Gambar 5. Kemasan karton gelombang tipe Half Telescopic Container ( HFC ) 3. Full Telescopic Container ( FTC )

Kemasan ini terdiri dari dua wadah yang tertutup yang terpisah wadah bagian atas dan wadah bagian bawah. Wadah penutup yang dalam hingga ke bagian bawah memberikan tambahan ketebalan papan pada semua panel samping dan bawah. Ini memberikan kuat tekan yang baik untuk penumpukan barang rapuh dan tinggi. Tipe kemasan FTC tersebut ditunjukkan pada Gambar 6.

Gambar 6. Kemasan karton gelombang tipe Full Telescopic Container ( FTC ) Penggunaan peti karton bergelombang sekarang ini sudah cukup mendesak penggunaan peti kayu (Satuhu, 2004). Hal tersebut disebabkan karena beberapa hal yaitu :

1) Pembuatannya dilakukan secara masinal ( dengan mesin ) sehingga dapat diproduksi secara besar-besaran sesuai dengan ukuran dan kapasitas yang diinginkan.


(11)

10 2) Kemasan peti karton bekas dapat dipakai kembali dan setelah rusak dapat di daur ulang

menjadi karton kembali.

3) Perancangannya dapat disesuaikan dengan kondisi buah yang dikemas.

D.

Ventilasi

Pada kemasan untuk produk-produk hasil pertanian, biasanya terdapat beberapa lubang ventilasi. Dengan adanya ventilasi, menyebabkan sirkulasi udara yang baik dalam kemasan sehingga akan menghindarkan kerusakan komoditas akibat akumulasi CO2 pada suhu tinggi (Hidayati, 1993).

Perbedaan desain, bentuk, dan ukuran dari lubang ventilasi biasanya disesuaikan dengan tipe produk, penyimpanan, dan mode transportasi.
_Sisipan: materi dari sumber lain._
PR #433, opened 2021-01-21
[MNG-7079] Upgrade to jansi 2.2.0

gnodet:
This PR depends on https://github.com/apache/maven-shared-utils/pull/69 and the release of `maven-shared-utils`.

PR #436, opened 2021-01-21
[MNG-7080] Add a --color option to simplify color support

gnodet:
This PR is layered on top of #433 

       pulling in other changes.
       commit message.

### DIFF
--- a/maven-embedder/src/main/java/org/apache/maven/cli/CLIManager.java
+++ b/maven-embedder/src/main/java/org/apache/maven/cli/CLIManager.java
@@ -107,6 +107,8 @@ public class CLIManager
 
     public static final String NO_TRANSFER_PROGRESS = "ntp";
 
+    public static final String COLOR = "color";
+
     protected Options options;
 
     @SuppressWarnings( "checkstyle:linelength" )
@@ -149,6 +151,7 @@ public class CLIManager
         options.addOption( Option.builder( LEGACY_LOCAL_REPOSITORY ).longOpt( "legacy-local-repository" ).desc( "Use Maven 2 Legacy Local Repository behaviour, ie no use of _remote.repositories. Can also be activated by using -Dmaven.legacyLocalRepo=true" ).build() );
         options.addOption( Option.builder( BUILDER ).longOpt( "builder" ).hasArg().desc( "The id of the build strategy to use" ).build() );
         options.addOption( Option.builder( NO_TRANSFER_PROGRESS ).longOpt( "no-transfer-progress" ).desc( "Do not display transfer progress when downloading or uploading" ).build() );
+        options.addOption( Option.builder().longOpt( COLOR ).hasArg().desc( "Defines the color mode of the output. Available options are auto/always/never" ).build() );
     }
 
     public CommandLine parse( String[] args )
--- a/maven-embedder/src/main/java/org/apache/maven/cli/MavenCli.java
+++ b/maven-embedder/src/main/java/org/apache/maven/cli/MavenCli.java
@@ -119,6 +119,7 @@ import java.util.regex.Matcher;
 import java.util.regex.Pattern;
 
 import static java.util.Comparator.comparing;
+import static org.apache.maven.cli.CLIManager.COLOR;
 import static org.apache.maven.cli.ResolveFile.resolveFile;
 import static org.apache.maven.shared.utils.logging.MessageUtils.buffer;
 
@@ -504,6 +505,7 @@ public class MavenCli
 
         // LOG COLOR
         String styleColor = cliRequest.getUserProperties().getProperty( STYLE_COLOR_PROPERTY, "auto" );
+        styleColor = cliRequest.commandLine.getOptionValue( COLOR, styleColor );
         if ( "always".equals( styleColor ) )
         {
             MessageUtils.setColorEnabled( true );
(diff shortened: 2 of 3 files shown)


pom.xml
```diff
@@ -319,12 +319,12 @@ under the License.
       <dependency>
         <groupId>org.apache.maven.shared</groupId>
         <artifactId>maven-shared-utils</artifactId>
-        <version>3.2.1</version>
+        <version>3.3.4-SNAPSHOT</version>
```
michael-o, line 322: We can't do this. When bisecting down to this commit it will be virtually impossible to reproduce. I went through with Maven Artifact Transfer.

gnodet: The only relevant commit is https://github.com/apache/maven/pull/436/commits/690aff3ffb08fc5366f72736f668775e86ba67e9.  The two ones before are part of https://github.com/apache/maven/pull/436/commits/690aff3ffb08fc5366f72736f668775e86ba67e9 which itself depends on https://github.com/apache/maven-shared-utils/pull/69.
Things have to be done step by step...

olamy (approved):

maven-embedder/src/main/java/org/apache/maven/cli/CLIManager.java
```diff
@@ -149,6 +151,7 @@ public CLIManager()
         options.addOption( Option.builder( LEGACY_LOCAL_REPOSITORY ).longOpt( "legacy-local-repository" ).desc( "Use Maven 2 Legacy Local Repository behaviour, ie no use of _remote.repositories. Can also be activated by using -Dmaven.legacyLocalRepo=true" ).build() );
         options.addOption( Option.builder( BUILDER ).longOpt( "builder" ).hasArg().desc( "The id of the build strategy to use" ).build() );
         options.addOption( Option.builder( NO_TRANSFER_PROGRESS ).longOpt( "no-transfer-progress" ).desc( "Do not display transfer progress when downloading or uploading" ).build() );
+        options.addOption( Option.builder().longOpt( COLOR ).hasArg().desc( "Color support mode (auto/always/never)" ).build() );
```
MartinKanters, line 154: Could you please be a bit more elaborate on what this flag entails? I fear not everyone will know what it will do.

MartinKanters (changes requested):
Sorry, didn't review this PR before. I have a small comment.

maven-embedder/src/main/java/org/apache/maven/cli/CLIManager.java
mthmulders, line 154: Out of curiosity, why only a "long" option? IIRC, this would be the first switch that only has a "long" version and no shorthand.

MartinKanters: If it's because both `-c` and `-C` are already taken, we could also go for `-cm` and `--color-mode`

MartinKanters: After discussing offline with @rfscholte and @mthmulders , I would prefer `--color-mode` anyway. `--color` suggests that you can put in a color there (as in 'red' on 'green').

michael-o: I urge to retain `--color` because many many other tools use the same option.

michael-o: @MartinKanters This is a manifestation of the sytem property. No logical changes.

gnodet: I agree with @michael-o , the goal of this PR is to make things easier for users, rather than looking for a non trivial `-Dstyle.color=always` option, so the `--color` option similar to the gnu `ls` or ` grep` seems a better choice to me.

michael-o: Exactly, when I reviewed the PR for `-Dstyle.color` I requested to apply the `grep` logic to no to invent new terms.

MartinKanters: I understand what it does, and I agree with adding the flag. My point was that people will find this option in `mvn help` and might not know what it entails. For example, `ls` has this as help text:
> --color[=WHEN] colorize the output; WHEN can be 'always' (default if omitted), 'auto', or 'never'; more info below

So perhaps we can change the description to something like:
```suggestion
        options.addOption( Option.builder().longOpt( COLOR ).hasArg().desc( "Defines the color mode of the output. Available options are auto/always/never" ).build() );
```

MartinKanters: Ah, I was not aware of this. Then `--color` makes sense to me. 

Also just checked to be sure, the help text looks good even without a short character:
image

MartinKanters: Also, just checked how the help output looks without having a shorthand flag. Looks good to me:
image

gnodet: The suggestion looks good to me.

MartinKanters: Alright, could you please take and squash it? Afterwards, I'll make sure to test it on Jenkins and take care of merging.

gnodet: @MartinKanters done

MartinKanters (approved):
Looks great to me! Running on [jenkins](https://ci-builds.apache.org/job/Maven/job/maven-box/job/maven/job/MNG-7080/1/console).

PR #450, opened 2021-02-21
[MNG-7097] Plugin Dependency Resolution Improvement

cstamas:
Implements a helper component for plugin dependency resolution that provider
filter and selector that leaves out core artifacts from collection
and resolution.

### DIFF
--- a/maven-core/src/main/java/org/apache/maven/extension/internal/CoreExportsProvider.java
+++ b/maven-core/src/main/java/org/apache/maven/extension/internal/CoreExportsProvider.java
@@ -27,7 +27,8 @@ import org.codehaus.plexus.PlexusContainer;
 import org.eclipse.sisu.Nullable;
 
 /**
- * CoreExportsProvider
+ * CoreExportsProvider, that CANNOT be <tty>javax.inject.Provider</tty> as ctor would have circular dep.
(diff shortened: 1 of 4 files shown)


maven-core/src/main/java/org/apache/maven/extension/internal/CoreExportsProvider.java
```diff
@@ -27,7 +27,8 @@
 import org.eclipse.sisu.Nullable;
 
 /**
- * CoreExportsProvider
+ * CoreExportsProvider, that CANNOT be <tty>javax.inject.Provider</tty> as ctor would have circular dep.
```
pzygielo, line 30: `javadoc: error: unknown tag: tty`

cstamas: Fixed, tx

cstamas:
Something is strange: for example this one fails (on GH but also locally as well):
```
mng7045 DropUselessAndOutdatedCdiApi.it().................... FAILURE (0.3 s)
```
**but**, when I run the POM in IT from CLI (is simple, uses GMavenPlus plugin and a script), it passes ok...

jira-importer:
Resolve #8359

PR #464, opened 2021-04-04
[MNG-7133] Allow to inline collection/array items within plugin root configuration

slawekjaranowski:

       pulling in other changes.
       commit message.


maven-core/src/test/projects/lifecycle-executor/mojo-inline-configuration/pom.xml
```diff
@@ -0,0 +1,71 @@
...
+        <artifactId>maven-it-plugin</artifactId>
+        <version>0.1</version>
+        <executions>
+          <execution>
+            <goals>
+              <goal>xpp3-reader</goal>
+            </goals>
+            <phase>generate-sources</phase>
+            <configuration>
+              <models>item1</models>
```
rfscholte, line 63: This scares me. `models` sounds like plural, wheres is contains only one item. And with plexus you can define how elements should be merged. Here I would expect that items2 overrides item1.
To this will make the configuration less clear, so I'm -1

slawekjaranowski: Do you think about plural noun in this test example or about possibility use such configuration at all?

Currently we can do it on Bean level https://issues.apache.org/jira/browse/MNG-5033

jira-importer:
Resolve #8316

PR #1221, opened 2023-09-01
[MNG-7861] Remove artifacts which should be kept hidden

gnodet:
JIRA: https://issues.apache.org/jira/browse/MNG-7861
See https://github.com/apache/maven/commit/e39142b77a5a140cce50592608029c19b9716ed1#r126188891


slawekjaranowski (approved):
Should be linked with https://issues.apache.org/jira/browse/MNG-7861

PR #1228, opened 2023-09-08
Resolve circular dependencies for project org.apache.maven:maven-xml-impl

w6et:
… resolve dependencies for project org.apache.maven:maven-xml-impl

reason:Circular dependencies：
maven-xml-impl
    ->plexus-xml
        ->maven-xml-impl
plexus-xml need to exclusion maven-xml-impl
2)rename 'Implementation of Maven API XML' to 'maven-xml-impl(Implementation of Maven API XML)'

       pulling in other changes.

### DIFF
--- a/maven-xml-impl/pom.xml
+++ b/maven-xml-impl/pom.xml
@@ -26,7 +26,7 @@ under the License.
   </parent>
 
   <artifactId>maven-xml-impl</artifactId>
-  <name>maven-xml-impl(Implementation of Maven API XML)</name>
+  <name>Implementation of Maven API XML</name>
   <description>Provides the implementation classes for the Maven API XML</description>
 
   <dependencies>
--- a/maven-xml-impl/pom.xml
+++ b/maven-xml-impl/pom.xml
@@ -26,7 +26,7 @@ under the License.
   </parent>
 
   <artifactId>maven-xml-impl</artifactId>
-  <name>Implementation of Maven API XML</name>
+  <name>maven-xml-impl(Implementation of Maven API XML)</name>
   <description>Provides the implementation classes for the Maven API XML</description>
 
   <dependencies>
@@ -48,6 +48,12 @@ under the License.
       <artifactId>plexus-xml</artifactId>
       <version>${plexusXmlVersion}</version>
       <scope>provided</scope>
+      <exclusions>
+        <exclusion>
+          <groupId>org.apache.maven</groupId>
+          <artifactId>maven-xml-impl</artifactId>
+        </exclusion>
+      </exclusions>
     </dependency>
   </dependencies>
 


maven-xml-impl/pom.xml
```diff
@@ -26,7 +26,7 @@ under the License.
   </parent>
 
   <artifactId>maven-xml-impl</artifactId>
-  <name>Implementation of Maven API XML</name>
+  <name>maven-xml-impl(Implementation of Maven API XML)</name>
```
gnodet, line 29: This is not coherent with the other packages afaik.
I'd rather do that globally all all modules if we want to go that way.

maven-xml-impl/pom.xml
```diff
@@ -48,6 +48,12 @@ under the License.
       <artifactId>plexus-xml</artifactId>
       <version>${plexusXmlVersion}</version>
       <scope>provided</scope>
+      <exclusions>
+        <exclusion>
+          <groupId>org.apache.maven</groupId>
+          <artifactId>maven-xml-impl</artifactId>
+        </exclusion>
+      </exclusions>
```
gnodet, line 56: Doesn't the current module take precedence during resolution ?
What kind of issues does it actually cause ?

w6et: > Doesn't the current module take precedence during resolution ? What kind of issues does it actually cause ?
in  my landtop，windows11 ,apache-maven-3.9.4
run command 'mvn clean compile  -Dmaven.test.skip=true ' in maven home_dir(my case is D:\works\git\maven),it occured an exception as below:
[ERROR] Failed to execute goal on project maven-xml-impl: Could not resolve dependencies for project org.apache.maven:maven-xml-impl:jar:4.0.0-alpha-8-SNAPSHOT: The following artifacts could not be resolved: org.apache.maven:maven-xml-impl:jar:4.0.0-alpha-8-SNAPSHOT (absent): org.apache.maven:maven-xml-impl:jar:4.0.0-alpha-8-SNAPSHOT was not found in https://xxxxxxxxxx/repository/public during a previous attempt. This failure was cached in the local repository and resolution is not reattempted until the update interval of aliyun has elapsed or updates are forced -> [Help 1]
.......
**It looks like maven-xml-impl is needed to get plexus-xml, but maven-xml-impl is being built**

gnodet: I wonder if that's a bug somehow in the resolution... @cstamas ?

hboutemy:
I agree that there is a problem
I don't think the current PR is the right approach
as found [on the ML while discussing on the topic](https://lists.apache.org/thread/8t5szmn8fhlrklhg5dgv496k26tz3w3p), I thin the approach is to create a Maven Shared Component that provides MetaAnnotations, XML API and XML Implementation separately from Maven core
I don't know how to name this release: "Maven fundamentals"?

gnodet:
> I agree that there is a problem
> I don't think the current PR is the right approach
> as found [on the ML while discussing on the topic](https://lists.apache.org/thread/8t5szmn8fhlrklhg5dgv496k26tz3w3p), I thin the approach is to create a Maven Shared Component that provides MetaAnnotations, XML API and XML Implementation separately from Maven core
> I don't know how to name this release: "Maven fundamentals"?

While I'm not opposed to moving things, I don't think this will solve the problem.
The problem here is the cycle between maven-xml-impl / plexus-xml / maven-xml-impl.
Moving maven-xml-impl in another location won't change that problem, so while this may not be a sufficient solution, I think this PR is still needed.

gnodet (changes requested):
@w6et Could you please remove the module name change ?

w6et:
> @w6et Could you please remove the module name change ?

Done, @gnodet

gnodet (approved):

PR #1230, opened 2023-09-08
[MNG-7810] Provide a SPI for the v4 api

gnodet:
JIRA issue: https://issues.apache.org/jira/browse/MNG-7810

This PR provides an empty placeholder for the Maven 4 SPI.

The package is `org.apache.maven.api.spi` and should contain all services that can be easily provided by extensions.


jira-importer:
Resolve #9182

PR #1232, opened 2023-09-10
Move Features to api

gnodet:
- Move Features to the api


cstamas (approved):
+1000

api/maven-api-core/src/main/java/org/apache/maven/api/feature/Features.java
```diff
@@ -0,0 +1,67 @@
...
+package org.apache.maven.api.feature;
+
+import java.util.Map;
+import java.util.Properties;
+
+import org.apache.maven.api.Session;
+import org.apache.maven.api.annotations.Nullable;
+
+/**
+ * Centralized class for feature information
```
cstamas, line 28: maybe "...for Maven Core feature information" (and be clear they are/should be "final" from session perspective)

PR #1235, opened 2023-09-11
[MNG-7876] Model version analysis and downgrade

gnodet:
The modello model is used to generate a class which is able to find the minimal model version needed for a given `Model` object.  This allows a transparent downgrade during the consumer POM transformation (which can be turned off using a new flag).

JIRA issue: http://issues.apache.org/jira/browse/MNG-7876
IT PR: https://github.com/apache/maven-integration-testing/pull/291


cstamas (approved):

jira-importer:
Resolve #9039

PR #1238, opened 2023-09-11
Experiment: New Maven4 tansfer logging

cstamas:
Example of rough sketch (actual loggers are not fully done yet) for mvn4 logging:

Supports:
* quiet (as before)
* classic (as Maven3 did always log)
* classic_light (as Maven3 but only "Downloaded..." lines)
* summary

Examples (building maven-resolver-ant-tasks always with empty local repo):
* classic (2459 logged lines): https://gist.github.com/cstamas/67770cb5da1d36dc48128a3529b52905
* classic_light (1575 logged lines): https://gist.github.com/cstamas/7ff6c5c4a99c6ea4f3e3a955795c9a92
* summary (697 logged lines): https://gist.github.com/cstamas/c40d50b2f4f952f4eb7a519867756f78


maven-core/src/main/java/org/apache/maven/execution/TransferListenerConfiguration.java
```diff
@@ -0,0 +1,197 @@
...
+
+        /**
+         * Classic: as you knew Maven 3 since beginning.
+         */
+        CLASSIC,
+
+        /**
+         * Classic "light": similar to CLASSIC but without "Downloading..." lines (only "Downloaded...").
+         */
+        CLASSIC_LIGHT,
```
mbien, line 46: I like this one which sounds like a good compromise. I have the suspicion that some of the complaints might come from users which use maven without a fully featured terminal which would allow in-place updates (e.g in CI). 

The classic mode would print every dl progress update into a new line which is not optimal. This is not a unique problem to maven, git does the exacts same last time I checked.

Peleg (1985) juga menyatakan bahwa untuk mendesain sebuah kemasan baik untuk penyimpanan maupun distribusi buah (produksi holtikultura) perlu diperhatikan sirkulasi udara dengan memberikan ventilasi dengan tujuan mempertahankan kesegaran buah. Letak lubang ventilasi pada kemasan karton, biasanya terdapat pada bagian samping kemasan karton, bukan di bagian atas (penutup) kemasan. Adanya lubang ventilasi di bagian samping dapat mengurangi kekuatan kemasan yang lebih besar daripada pemotongan di bagian atas dan bawah kemasan peti karton (Peleg,1985). Jika semakin besar luasan ventilasi yang diberikan kepada peti karton maka semakin kecil compression strength peti karton tersebut. Dalam hal ini desain ventilasi harus memperhatikan letak atau posisi vertikal serta luasan ventiasi agar tercapai kekuatan kemasan yang optimal (Aspihani, 2006).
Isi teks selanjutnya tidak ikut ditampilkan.